The most common question in local LLM: "Can I run X model on Y hardware?" This guide gives you quick answers and the math to figure it out yourself.

Quick Lookup Table

Models at Q4_K_M quantization with ~4K context:

VRAM Example Hardware Comfortable Fit Tight Fit
8GB RTX 4060, RTX 3070, M1 8GB 7B
12GB RTX 4070, RTX 3080 12GB 7-8B 13B
16GB RTX 4080, RTX 4070 Ti Super, M1 Pro 16GB 13B
24GB RTX 4090, RTX 3090, M2 Pro 24GB 13-14B 34B
32GB M1/M2 Max 32GB 34B
48GB 2× RTX 3090, RTX A6000 34B 70B
64GB M2 Max 64GB, M3 Max 64GB 70B
96GB M2 Max 96GB 70B (comfortable)
128GB M2/M3 Ultra 128GB, M3 Max 128GB 70B + long context 100B+
192GB M2 Ultra 192GB 100B+ 405B (Q2-Q3)

The Math

To calculate yourself:

Total VRAM = Model Weights + KV Cache + Overhead

Model Weights (Q4) ≈ Parameters (B) × 0.5 GB
KV Cache ≈ 1-2 GB per 4K context for smaller models
         ≈ 5-10 GB per 8K context for 70B
Overhead ≈ 1-2 GB
Example: Llama 3 70B Q4 at 8K context Weights: 70 × 0.5 = 35 GB KV Cache: ~10 GB (at 8K) Overhead: ~2 GB ───────────────────────── Total: ~47 GB → Fits on 48GB (tight) or 64GB (comfortable)

Interactive Decision Tree

What VRAM do you have? │ ├── 8GB or less │ └── Stick to 7B models (Llama 3 8B, Mistral 7B, Qwen2 7B) │ Use Q4_K_M or more aggressive quantization │ ├── 12-16GB │ └── 7B-13B models comfortably │ Can try 34B with aggressive quantization + short context │ ├── 24GB │ └── Sweet spot for 13B models with long context │ Can run 34B at Q4 with moderate context │ 70B possible with heavy quantization + offloading (slow) │ ├── 48GB (multi-GPU or workstation) │ └── 34B models comfortably with long context │ 70B at Q4 fits (tight but usable) │ ├── 64-96GB (high-end Mac or multi-GPU) │ └── 70B models comfortably │ Good context length headroom │ └── 128GB+ └── 70B+ with very long context Can attempt 100B+ models

Popular Models by Size

7-8B Class (Entry Level)

Model Q4 Size Good For
Llama 3.1 8B ~4.5GB General chat, coding, instruction following
Mistral 7B ~4GB Fast, good quality, coding
Qwen2 7B ~4GB Strong multilingual, coding
Gemma 2 9B ~5GB Google's efficient model

13-14B Class (Mid-Range)

Model Q4 Size Good For
Llama 2 13B ~7.5GB Legacy, well-tested
Qwen2 14B ~8GB Strong reasoning, multilingual

30-34B Class (Enthusiast)

Model Q4 Size Good For
Llama 2 34B (Code) ~19GB Code generation
Mixtral 8x7B ~26GB MoE, good general capability
Qwen2 32B ~18GB Strong all-around

70B Class (High-End)

Model Q4 Size Good For
Llama 3.1 70B ~40GB Near-frontier capability
Qwen2 72B ~41GB Excellent reasoning
Mixtral 8x22B ~80GB Large MoE, strong capability

Context Length Considerations

The tables above assume moderate context (~4-8K).

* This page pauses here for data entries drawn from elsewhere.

PR #7224, opened 2024-07-19
feat!: new server-only, faster and immediate autoLogin

AlessioGr:
- Probably speeds up e2e tests and local development & likely make e2e tests more reliable & debuggable.
When autoLogin is enabled, it will no longer flash an unresponsive "login" screen. Instead, it will straight up open the admin panel.
That's because, on the server, we will now always & immediately see the user as authenticated, thus no initial login view is pushed to the client until the client component sends the auth request anymore. Less useless requests. Additionally, jwt verification is now completely skipped
- No more auto-login related frontend code. autoLogin handling has been removed from the frontend `Auth` component
- less to maintain, this is way simpler now

**For reviewers:**
- The new logic for autoFill without prefillOnly is here: [jwt auth strategy](https://github.com/payloadcms/payload/pull/7224/files#diff-7d40839079a8b2abb58233e5904513ab321023a70538229dfaf1dfee067dc8bfR21)
- The new logic for autoFill with prefillOnly is here: [Server Login View](https://github.com/payloadcms/payload/pull/7224/files#diff-683770104f196196743398a698fbf8987f00e4426ca1c0ace3658d18ab80e82dL72) => [Client Login Form](https://github.com/payloadcms/payload/pull/7224/files#diff-ac3504d3b3b0489455245663649bef9e84477bf0c1185da5a4d3a612450f01eeL20)

**BREAKING**
`autoLogin` without `prefillOnly` set now also affects graphQL/Rest operations. Only the user specified in `autoLogin` will be returned. Within the graphQL/Rest/Local API, this should still allow you to authenticate with a different user, as the autoLogin user is only used if no token is set.


jacobsfletch:
The autoLogin property still feels correct nested within the admin key despite this change, is there a specific reason you've moved it out? It can still be sanitized if needed, but I don't see a need unless it's non-serializable.

AlessioGr:
> The autoLogin property still feels correct nested within the admin key despite this change, is there a specific reason you've moved it out? It can still be sanitized if needed, but I don't see a need unless it's non-serializable.

Yep! Previously, the entire autoLogin property made it to the frontend, was implemented on the frontend and did not affect rest/graphql. All that made it a great fit for the admin prop.

Now, it really has nothing to do specific to the admin panel. AutoLogin is now handled server-side, does not make it to the frontend and affects auth in general, not just admin panel auth. Despite it being serializable, it feels more secure to limit who has access to that property. No need to send it to the frontend if they do not need it, & also less data being sent through the network

jacobsfletch:
In that case it might make more sense under the auth key of the auth-enabled collection config. The reason we might want to keep it in the config is we don't want to assume how someone might consume their own config. I don't think bytes are a good enough reason alone.

jacobsfletch (approved):

packages/payload/src/auth/strategies/jwt.ts
```diff
@@ -16,6 +17,45 @@ export const JWTAuthentication: AuthStrategyFunction = async ({
...
+        })
+      ).docs[0]
+      user.collection = collection.config.slug
+      user._strategy = 'local-jwt'
+      return {
+        user: user as User,
+      }
+    }
+
     const decodedPayload = jwt.verify(token, payload.secret) as JWTToken & jwt.JwtPayload
```
jacobsfletch, line 59: Don't need to run this if no token exists, can put behind a condition

jacobsfletch: Oh you're early returning nvm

Longer context needs more KV cache:

Context Additional VRAM (70B) Additional VRAM (7B)
4K (baseline) ~5GB ~1GB
8K ~10GB ~2GB
16K ~20GB ~4GB
32K ~40GB ~8GB

Don't Max Out Context Unless Needed

Just because a model supports 128K context doesn't mean you should use it. Every token of context costs memory. Use what you need.

When It Doesn't Fit

Options (Best to Worst)

  1. More aggressive quantization — Q4 instead of Q6, or Q3
  2. Shorter context — Reduce from 8K to 4K
  3. Smaller model — A faster 13B often beats a limping 70B
  4. Partial offloading — Some layers on CPU (slow but works)
  5. Full CPU inference — Last resort, very slow

The Right Mindset

Don't chase the biggest model. A well-tuned 13B that runs smoothly will give you a better experience than a 70B that stutters. Speed matters for usability.